You can access the observation times and counts as follows.

>>> tlist = extdata.getobstime()
>>> print(tlist[:5])
[datetime.datetime(2011, 11, 5, 5, 17, 0, 200000),
datetime.datetime(2011, 11, 5, 5, 20, 12, 262000),
datetime.datetime(2011, 11, 5, 5, 23, 24, 262000),
datetime.datetime(2011, 11, 5, 5, 26, 36, 230000),
datetime.datetime(2011, 11, 5, 5, 29, 48, 325000)]

>>> hp = extdata.getHpSpec()
>>> print(hp.shape)   # The shape of the proton spectrum
(16, 96, 16, 14)

The obtained counts are ordered in a standard way (MAEPT order, namely, (A16, E96, P16, T14) in this case. Note that the mass is already selected for proton so there is no corresponding axis.

Heavy ion counts are

>>> op = extdata.getHeavySpec()
>>> print(op.max())    # Maximum counts
259.09006

and the “rest” matrix, namely, the counts that are not assigned to either of the speces, will remain

>>> rest = extdata.getRestRm()
>>> print(rest.shape)    # Rest matrix shape should be (M32, A16, E96, P16, T)
(32, 16, 96, 16, 14)

Iteration

Deprecated since version v4.3.10: Iteration using iterextra <irfpy.vima.imaextra.iterextra() for VEX is now deprecated. Recommend to use iter_imaextra <irfpy.vima.imaextra.iter_imaextra() for VEX.

Recipe of changing the code

The following is the old-fashioned way of iteration.

>>> from irfpy.vima.imaextra import iterextra
>>> for t, d in iterextra(t0, t1):
...     hp = d['HpSpec']     # Here data ``d`` is a dictionary containing only the data
...     print(hp.shape)

The obtained hp is the non-standard order of the array.

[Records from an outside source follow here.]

PR #5163, opened 2018-12-04
Fix file indexes upgradestep for deployments using solr.

phgross:
The change from PR #5024 only added catalog indexes, but did not add corresponding indexes to the solr schema. So the upgradestep was useless for deployments with an enabled solr search or even worse it almost removed all solr data because of a curios behave of solr or ftw.solr (I'll investigate this behavior in a separate issue).

So I added the new indexes to the schema and fix the current upgradestep.

### DIFF
--- a/opengever/core/upgrades/20181101150743_add_document_filesize__filename_and_file_extension_to_document_metadata/upgrade.py
+++ b/opengever/core/upgrades/20181101150743_add_document_filesize__filename_and_file_extension_to_document_metadata/upgrade.py
@@ -10,12 +10,21 @@ class AddDocumentFilesize_filenameAndFileExtensionToDocumentMetadata(UpgradeStep
 
     def __call__(self):
         self.install_upgrade_profile()
-        self.catalog_add_index('filesize', 'FieldIndex')
-        self.catalog_add_index('file_extension', 'FieldIndex')
+
+        if not self.catalog_has_index('filesize'):
+            self.catalog_add_index('filesize', 'FieldIndex')
+
+        if not self.catalog_has_index('file_extension'):
+            self.catalog_add_index('file_extension', 'FieldIndex')
 
         query = {
             'object_provides': IBaseDocument.__identifier__,
             }
 
         for basedocument in self.objects(query, 'Index filesize, filename and file extension of IBaseDocument objects.'):
-            basedocument.reindexObject(idxs=['filesize', 'file_extension'])
+
+            # There is no index called filename, but we need to add it to the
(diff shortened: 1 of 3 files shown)


solr-conf/managed-schema
```diff
@@ -137,6 +137,9 @@
     <field name="dossier_review_state" type="string" indexed="true" stored="false" />
     <field name="email" type="string" indexed="true" stored="false" />
     <field name="end" type="pdate" indexed="true" stored="false" />
+    <field name="file_extension" type="string" indexed="true" stored="false" />
+    <field name="filename" type="string" indexed="true" stored="false" />
+    <field name="filesize" type="string" indexed="true" stored="false" />
```
lukasgraf: That should probably by of type `pint` instead of `string`. Double check with buchi please.

opengever/core/upgrades/20181101150743_add_document_filesize__filename_and_file_extension_to_document_metadata/upgrade.py
```diff
@@ -10,12 +10,21 @@ class AddDocumentFilesize_filenameAndFileExtensionToDocumentMetadata(UpgradeStep
...
             }
 
         for basedocument in self.objects(query, 'Index filesize, filename and file extension of IBaseDocument objects.'):
-            basedocument.reindexObject(idxs=['filesize', 'file_extension'])
+
+            # There is no index called filename, but we need to add it to the
+            # idxs list, to make sure that solr's filename index is indexed
+            # as well.
+            basedocument.reindexObject(
+                idxs=['filesize', 'file_extension', 'filename'])
```
deiferni: couldn't you do something as in https://github.com/4teamwork/opengever.core/blob/6c1e077285f68b8e8e0cf30f9e95b514ab3f7a00/opengever/core/upgrades/20180515074210_reindex_subject_index_on_solr/upgrade.py for the solr-only index 🤔? if this is a solr-issue only, maybe only fix the solr side? or is the original upgrade-step a new/recent one?

phgross: I don't see the goal by implementing a separate one. The existing upgradestep is broken, and need to be fixed. As you see I did not touch this one, because existing solr deployments will already be fixed by a manual reindex.

solr-conf/managed-schema
phgross: @lukasgraf updated ...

The new iteration scheme returns irfpy.vima.imaextra.ImaExtra object.

>>> for t, dnew in iter_imaextra(t0, t1):
...     hpnew = dnew.getHpSpec()     # Here, data ``d`` is ImaExtra object.

hpnew is the standard order, namely, (A16, E96, P16).

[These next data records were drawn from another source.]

PR #5164, opened 2018-12-04
Add support for simple language codes in request language negotiation

### LINKED ISSUE #5162: Language request negotiation doesn't work for combined lang codes
The way our `language_tool` is currently set up, request language negotiation based on the brower's `Accept-Language` header should be performed, if no explicit language choice has been made by the user (==cookie).

---

lang_tool

---

However, this only works if the user has a language preference for a **combined** language code in their browser (like `de_ch` (German (Switzerland))), not for simple codes (like `de` (German)).

### Steps to reproduce

- Set up a fresh GEVER, and change the default language to `French (Switzerland)`
- Make sure your browser's first language perference is just plain `German` (and `German (Switzerland)` isn't part of the browser preference list)
- Open GEVER (in inkognito mode, or clear your cookies)

### Expected Results

Request negotiation should have picked German as the negotiated language

### Actual results

The browser preferences are ignored, and the negotiation instead falls back to the site default language (French) 

Internal Ticket for reference: https://extranet.4teamwork.ch/support/ph-vs/tracker/513

### Analysis

This is because the [LanguageTool doesn't normalize language codes to the simple form](
https://github.com/plone/Products.PloneLanguageTool/blob/master/Products/PloneLanguageTool/LanguageTool.py#L485-L497) if `use_combined_language_codes` is enabled, therefore works if the browser sends combined codes, but fails to look up something like `de` in the list of supported languages (because we currently *only* specify combined language codes in those).

So for request language negotiation to work properly with `use_combined_language_codes` enabled, we would need to explicitly add both `de` and `de_ch`, as well as `fr` and `fr_ch` to supported languages.

The other alternative would be to disable `use_combined_language_codes` - this would mean that all language codes everywhere would be canonicalized to just `de` and `fr`. I currently prefer this approach.

lukasgraf:
This extends request language negotiation in a way where we also support browsers sending **simple language codes** in their `Accept-Language` headers (even though we have `use_combined_language_codes` turned on).

We do this by using a hardcoded mapping from simple to combined language codes, which we know to be appropriate because of our customer base.

Fixes #5162

### DIFF
--- a/docs/HISTORY.txt
+++ b/docs/HISTORY.txt
@@ -5,6 +5,7 @@ Changelog
 2019.1.0 (unreleased)
 ---------------------
 
+- Add support for simple language codes in request language negotiation [lgraf]
 - Fix typo in favorite error message. [njohner]
 - Only display .docx files as possible proposal documents. [Rotonen]
 - Fix task revoking permissions on close/reassign. [phgross]
--- a/opengever/base/configure.zcml
+++ b/opengever/base/configure.zcml
@@ -68,6 +68,11 @@
       name="clipboard"
       />
 
+  <adapter
+      factory=".language.NegotiateLanguage"
+      for="* opengever.base.interfaces.IOpengeverBaseLayer"
+      />
+
   <configure package="collective.quickupload.browser">
     <browser:page
         class="opengever.base.quickupload.OGQuickUploadView"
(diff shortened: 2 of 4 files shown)


lukasgraf:
rebased...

Iteration of IMA extra data is done using irfpy.vima.imaextra.iter_imaextra().

>>> for t, d in iter_imaextra(t0, t1):
...     h = d.getHpSpec()     # Here, data ``d`` is ImaExtra object.
...     o = d.getHeavySpec()     # Here, data ``d`` is ImaExtra object.
...     r = d.getRestRm()

Here, you can get the IMA extra data in a form of irfpy.vima.ImaExtra, with which you can control the data more flexible way.

Other dataset

Not yet fully implemented.

For users who want to contribute, let Futaana know.